Come sempre vi lascio la trama e successivamente la recensione, vi anticipo già che questo libro mi è piaciuto tantissimo, la Maas difficilmente mi delude. Nonostante la storia sia una vera bomba, ho riscontrato alcune criticità tra cui il Worldbuilding.

Potete iniziare a leggere un’anteprima gratuita di Crescent City, cliccando sull’apposito banner Amazon, buona lettura!

TRAMA

Ventitré anni, mezza Fae e mezza umana, Bryce Quinlan ha una vita perfetta: di giorno lavora in una galleria d’arte e di notte passa da una festa all’altra, senza problemi e senza preoccupazioni. Quando però una brutale strage scuote profondamente Crescent City, la città in cui vive, e Bryce perde una persona a lei molto cara, il suo mondo crolla in mille pezzi lasciandola disperata, ferita e molto sola. Adesso non cerca più il divertimento, ma un oblio in grado di farle dimenticare i terribili fatti che hanno cambiato la sua vita per sempre. Due anni dopo l’imputato è finalmente dietro le sbarre ma i crimini ricominciano e Bryce è decisa a fare tutto il possibile per vendicare quelle morti. Ad affiancarla nelle indagini arriva Hunt Athalar, un famoso angelo caduto, prigioniero degli arcangeli che lui stesso aveva tentato di detronizzare. Le sue grandi capacità e la sua forza incredibile sono utilizzate all’unico scopo di eliminare i nemici del suo capo. Quando però si scatena il caos in città, Hunt riceve una proposta irrinunciabile: aiutare Bryce a trovare l’assassino e riconquistare, in cambio, la sua libertà. Quando Bryce e Hunt cominciano a scavare in profondità nel ventre di Crescent City, scoprono un potere terrificante e oscuro che minaccia tutto e tutti, e vengono travolti da una passione irrefrenabile, che potrebbe renderli entrambi liberi, se solo lo volessero. Il dolore della perdita, il prezzo della libertà e il potere dell’amore sono i temi principali de “La casa di terra e sangue”, il primo romanzo di questa serie fantasy di Sarah J. Maas, che mescola romanticismo e suspense.

RECENSIONE

Eccomi, finalmente a parlarvi del fantasy più bello che ho letto questa estate.

Crescent City mi è piaciuto? No, l’ho amato!

Mi aspettavo un vero e proprio libro bomba e così è stato, una lettura immensa e carica di tantissime cose che mi ha coinvolto tantissimo.

Come avrete letto dalla trama, che non sto a ripetervi, Bryce è una mezza Fae, creature che abbiamo conosciuto con Acotar e che sono molto simili a fate senza ali e dalla bellezza disarmante (Ok, forse l’ho fatta troppo semplice). In questo libro però non incontriamo solo Fae, ma anche angeli caduti, lupi, streghe e tantissime altre creature, forse un po’ troppe, ma nel complesso ognuno di loro fa parte della storia e non può assolutamente essere messo da parte.

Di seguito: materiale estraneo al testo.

Issue #330, opened 2017-03-03
Add ability to reorganize Containers


gwynnarth:
It would be useful if users could change the order of Containers after they are created.

jonathanKingston:
I actually think this could be solved with drag and drop when in edit mode using the browser action.

We would need some form of index adding to the storage to remember what to display them into though.

erickt:
It would also be nice to alphabetically sort the containers. I use a lot of containers to manage a bunch of Amazon environments, so it's always a bit of a pain to find the right one.

billturk:
Yes being able to alphabetically sort the containers would help a lot!!!

smichel17:
Perhaps it would make more sense to add this functionality to about:preferences#containers ?

Narvey:
Yes @smichel17 , we should be able to manually order our containers, and have that affect the Sort Containers button (which seems to be useless at the moment, somebody correct me if I'm wrong).

t4777sd:
Definitely agree. Not being able to sort the containers makes them a lot more difficult to work with.

psychoslave:
I use containers as tabgroups replacement, I already defined more the 30 containers and I only use them since yersterday. Grouping alphabeticaly would be fine for me as I use a "theme/subtheme" nomemclature, however being able to drag&drop to move them around would be a big plus.

Note really the issue topic, but being able to switch context and only display included tabs with one click would be great. The current behaviour seems to be "open a new tab in this container" which is really odd for my use. To achieve what I want to do, I have to go in the target container submenu, select one tab, then go back to the container menu, find the container I no longer want to display, go in the submenu and finally hide it.  What I'm accustomed to with the grouptabs was "drop down list of group, select, tada" for the same result.

Having better isolation is fine, but in my priority list it's really far, far, far behind being able to easily switch context, that is having a group of tabs.

RadonX:
@psychoslave You will like this addon https://addons.mozilla.org/en-US/firefox/addon/conex/

psychoslave:
Thank you @RadonX for the suggestion. I already tested it, but it seems that currently it brings only more clutter in the toobar with 0 additional feature until some bug is fixed.

br3n065:
I've deleted/repurposed far to many containers, an option to rearrange them manually or alphabetically would be awesome.

o-l-a-v:
Please implement this. Either alphabetically or custom/ manually, or both. 
To only sort by creation time, is pretty useless.

[...]

PR #1347, opened 2019-02-24
added code to sort the containers list

gvlachos:
I have been using this extension for a while now (awesome work!) and one feature I was missing is the ability to sort the containers list, so I went ahead and added it.

There is a new button with functionality to sort the containers list alphabetically, if not already sorted, or toggle the sort order if they are previously sorted. The two icons I used are from [Feather icons](https://feathericons.com) and they are MIT licensed.


IOAyman:
Fixes #330

ReporterX:
The sort is case sensitive. It would be better not to be case sensitive.

gvlachos:
@ReporterX that is a good point, I have made the change.

To the maintainers: I've made sure my commits are after any latest changes so there are currently no conflicts (rebase in my branch). I would appreciate a review or some feedback.

Lunique:
How can I get this function I really need it!

gvlachos:
Hi @maxxcrawford , thanx for the feedback! I am bit swamped at work at the moment but I expect I'll be able to have a go at it in about a month.

maxxcrawford:
@gvlachos Sounds great. Thanks again for contributing!

jonathanKingston:
My hope was that we could change the index within firefox itself so everyone could benefit. I can probably help with what changes would be needed if you were interested in helping. Essentially the changes would be to add an index within the container data within firefox and expose that through the extension API rather than store it internally in the extension. As the change within the addon will only impact the browser doorhanger rather than the file and + menus that are native within firefox.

Le prime duecento pagine potrebbero sembrarvi un po’ troppo piatte, ma vi garantisco che con questo libro il colpo di scena è sempre dietro l’angolo, La prima parte ci descrive il luogo e ci porta in uno spezzone di vita della nostra protagonista, ma come ben sappiamo la Maas non è un asso delle descrizioni e delle ambientazioni, quindi in un primo momento vi sentirete bombardati da informazioni che potrebbero non avere senso. Andando avanti scoprirete sempre di più su questo nuovo mondo intriso di potere e lotte, di creature e di razze molto diverse tra loro. La Maas cerca di ricreare un mondo multietnico e se sembra che in un primo momento non ci riesca granché, poi riesce a riprendersi e a tessere una storia intrigante.

I personaggi in questo libro sono davvero molti e ognuno di loro ha caratteristiche molto differenti tra loro, l’autrice da spazio anche a personaggi secondari che non possono non farvi affezionare. Ruhn, per esempio, è uno dei miei personaggi preferiti nonostante la storia non sia totalmente incentrata su di lui, ma anzi si propone come una figura secondaria alla storia in cui i protagonisti principali sono Bryce e Hunt.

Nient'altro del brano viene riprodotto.